**DATA LISTING:**

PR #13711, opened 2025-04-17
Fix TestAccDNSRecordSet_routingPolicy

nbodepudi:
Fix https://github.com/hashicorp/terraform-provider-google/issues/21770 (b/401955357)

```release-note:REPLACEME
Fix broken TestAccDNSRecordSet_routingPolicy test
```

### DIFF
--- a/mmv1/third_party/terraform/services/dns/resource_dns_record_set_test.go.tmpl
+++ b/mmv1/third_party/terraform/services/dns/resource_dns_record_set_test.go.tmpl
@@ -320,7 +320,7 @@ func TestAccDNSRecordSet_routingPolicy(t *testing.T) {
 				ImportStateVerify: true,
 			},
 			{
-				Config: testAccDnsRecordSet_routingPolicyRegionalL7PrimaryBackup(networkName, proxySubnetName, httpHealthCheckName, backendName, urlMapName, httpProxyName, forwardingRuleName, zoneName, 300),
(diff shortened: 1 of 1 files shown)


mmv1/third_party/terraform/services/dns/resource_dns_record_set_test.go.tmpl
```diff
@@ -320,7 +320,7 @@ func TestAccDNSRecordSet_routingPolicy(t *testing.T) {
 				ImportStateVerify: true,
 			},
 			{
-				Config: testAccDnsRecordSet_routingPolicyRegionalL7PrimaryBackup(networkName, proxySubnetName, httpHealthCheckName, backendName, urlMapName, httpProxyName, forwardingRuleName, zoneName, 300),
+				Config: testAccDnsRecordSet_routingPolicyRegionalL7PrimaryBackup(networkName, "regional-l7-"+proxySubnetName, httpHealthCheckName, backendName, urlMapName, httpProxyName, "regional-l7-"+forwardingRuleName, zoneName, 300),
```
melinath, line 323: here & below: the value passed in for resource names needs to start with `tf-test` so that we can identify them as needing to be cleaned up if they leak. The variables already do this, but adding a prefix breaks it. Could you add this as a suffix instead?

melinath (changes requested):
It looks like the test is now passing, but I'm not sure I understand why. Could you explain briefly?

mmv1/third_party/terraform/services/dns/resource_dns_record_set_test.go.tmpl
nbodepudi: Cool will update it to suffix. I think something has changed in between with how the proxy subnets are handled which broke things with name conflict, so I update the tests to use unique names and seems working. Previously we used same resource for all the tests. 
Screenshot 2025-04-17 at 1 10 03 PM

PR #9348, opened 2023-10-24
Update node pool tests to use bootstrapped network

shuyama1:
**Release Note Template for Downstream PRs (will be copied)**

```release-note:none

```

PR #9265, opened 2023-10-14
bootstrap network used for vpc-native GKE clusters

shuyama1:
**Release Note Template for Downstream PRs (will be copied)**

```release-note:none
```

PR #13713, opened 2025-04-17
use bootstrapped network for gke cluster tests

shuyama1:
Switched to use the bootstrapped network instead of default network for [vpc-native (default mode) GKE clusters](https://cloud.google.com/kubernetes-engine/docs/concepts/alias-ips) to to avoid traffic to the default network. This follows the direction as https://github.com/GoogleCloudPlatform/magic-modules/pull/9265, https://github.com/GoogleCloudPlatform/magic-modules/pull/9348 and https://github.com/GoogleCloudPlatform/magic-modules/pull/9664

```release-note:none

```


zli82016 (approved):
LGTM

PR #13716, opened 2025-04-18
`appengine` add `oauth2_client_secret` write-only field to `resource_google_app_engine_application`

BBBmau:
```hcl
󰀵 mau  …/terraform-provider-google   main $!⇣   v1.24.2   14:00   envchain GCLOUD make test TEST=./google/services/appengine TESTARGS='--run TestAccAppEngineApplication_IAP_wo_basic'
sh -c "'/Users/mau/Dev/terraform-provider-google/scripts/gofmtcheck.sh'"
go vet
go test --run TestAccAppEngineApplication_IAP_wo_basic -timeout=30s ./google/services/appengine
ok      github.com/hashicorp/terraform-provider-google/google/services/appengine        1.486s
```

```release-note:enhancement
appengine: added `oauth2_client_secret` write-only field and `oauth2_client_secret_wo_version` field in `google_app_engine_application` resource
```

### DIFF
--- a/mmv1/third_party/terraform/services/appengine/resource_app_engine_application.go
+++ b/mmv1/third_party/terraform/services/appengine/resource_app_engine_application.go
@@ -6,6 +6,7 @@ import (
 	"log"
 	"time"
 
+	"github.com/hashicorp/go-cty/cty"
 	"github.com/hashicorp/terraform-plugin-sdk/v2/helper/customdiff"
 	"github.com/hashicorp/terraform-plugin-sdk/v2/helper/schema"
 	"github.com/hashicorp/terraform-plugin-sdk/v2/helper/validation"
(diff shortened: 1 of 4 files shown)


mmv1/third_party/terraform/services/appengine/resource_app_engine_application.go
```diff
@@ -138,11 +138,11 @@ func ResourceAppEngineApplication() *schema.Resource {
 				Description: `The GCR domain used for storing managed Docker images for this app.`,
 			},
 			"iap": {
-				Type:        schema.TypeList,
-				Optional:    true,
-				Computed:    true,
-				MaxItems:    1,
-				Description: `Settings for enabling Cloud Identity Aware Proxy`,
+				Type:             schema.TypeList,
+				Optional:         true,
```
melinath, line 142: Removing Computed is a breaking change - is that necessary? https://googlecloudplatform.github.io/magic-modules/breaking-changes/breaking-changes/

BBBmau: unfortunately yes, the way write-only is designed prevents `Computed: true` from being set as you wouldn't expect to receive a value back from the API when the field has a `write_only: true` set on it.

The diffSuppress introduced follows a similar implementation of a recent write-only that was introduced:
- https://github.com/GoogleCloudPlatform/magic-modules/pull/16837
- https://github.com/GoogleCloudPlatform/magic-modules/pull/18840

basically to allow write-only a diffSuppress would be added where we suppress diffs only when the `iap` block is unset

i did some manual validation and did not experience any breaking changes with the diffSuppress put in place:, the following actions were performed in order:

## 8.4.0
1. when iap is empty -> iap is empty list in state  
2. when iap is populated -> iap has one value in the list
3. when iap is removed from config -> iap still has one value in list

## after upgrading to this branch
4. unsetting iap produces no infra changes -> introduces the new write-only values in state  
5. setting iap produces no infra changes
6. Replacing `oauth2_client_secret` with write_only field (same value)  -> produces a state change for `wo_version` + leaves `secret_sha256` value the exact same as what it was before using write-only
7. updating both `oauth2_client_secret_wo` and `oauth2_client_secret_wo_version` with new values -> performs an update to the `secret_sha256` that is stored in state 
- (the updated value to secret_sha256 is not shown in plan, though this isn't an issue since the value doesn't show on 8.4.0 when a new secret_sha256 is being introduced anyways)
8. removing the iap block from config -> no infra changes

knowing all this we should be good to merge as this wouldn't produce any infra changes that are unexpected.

---

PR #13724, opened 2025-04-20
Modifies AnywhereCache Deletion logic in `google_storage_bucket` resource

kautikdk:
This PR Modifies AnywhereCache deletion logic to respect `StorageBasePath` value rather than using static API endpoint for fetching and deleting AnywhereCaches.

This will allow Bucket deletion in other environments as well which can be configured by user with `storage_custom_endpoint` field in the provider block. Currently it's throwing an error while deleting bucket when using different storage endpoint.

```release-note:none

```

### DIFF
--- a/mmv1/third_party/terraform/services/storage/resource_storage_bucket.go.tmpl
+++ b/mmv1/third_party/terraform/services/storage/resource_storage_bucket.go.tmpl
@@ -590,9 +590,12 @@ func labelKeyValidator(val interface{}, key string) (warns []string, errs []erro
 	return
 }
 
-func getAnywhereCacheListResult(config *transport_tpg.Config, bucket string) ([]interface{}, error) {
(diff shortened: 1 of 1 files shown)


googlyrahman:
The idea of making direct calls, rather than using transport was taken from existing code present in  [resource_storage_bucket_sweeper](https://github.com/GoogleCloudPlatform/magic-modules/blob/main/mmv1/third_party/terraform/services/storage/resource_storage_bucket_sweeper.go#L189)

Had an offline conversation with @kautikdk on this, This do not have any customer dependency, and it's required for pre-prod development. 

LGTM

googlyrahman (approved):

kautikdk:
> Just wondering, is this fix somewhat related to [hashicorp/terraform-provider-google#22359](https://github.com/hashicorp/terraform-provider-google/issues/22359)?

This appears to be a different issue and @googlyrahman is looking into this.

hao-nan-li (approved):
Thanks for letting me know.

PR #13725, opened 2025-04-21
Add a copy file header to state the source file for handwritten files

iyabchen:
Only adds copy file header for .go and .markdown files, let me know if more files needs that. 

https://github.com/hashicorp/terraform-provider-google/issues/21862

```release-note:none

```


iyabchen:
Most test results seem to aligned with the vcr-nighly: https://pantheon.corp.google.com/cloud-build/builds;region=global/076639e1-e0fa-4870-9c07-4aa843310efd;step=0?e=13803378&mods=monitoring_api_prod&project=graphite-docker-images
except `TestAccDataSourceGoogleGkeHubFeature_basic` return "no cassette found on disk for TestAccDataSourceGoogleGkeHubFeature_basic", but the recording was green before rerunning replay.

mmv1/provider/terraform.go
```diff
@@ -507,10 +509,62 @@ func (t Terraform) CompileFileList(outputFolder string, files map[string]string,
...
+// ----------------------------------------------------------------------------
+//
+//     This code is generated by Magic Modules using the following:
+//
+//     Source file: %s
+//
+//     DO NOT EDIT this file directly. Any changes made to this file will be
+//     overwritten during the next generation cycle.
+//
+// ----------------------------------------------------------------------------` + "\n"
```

**EXERCISE DETAILS:**
Scan the data above and copy each line containing the word "googlyrahman".

**TASK RESULT:**
googlyrahman:
googlyrahman (approved):
This appears to be a different issue and @googlyrahman is looking into this.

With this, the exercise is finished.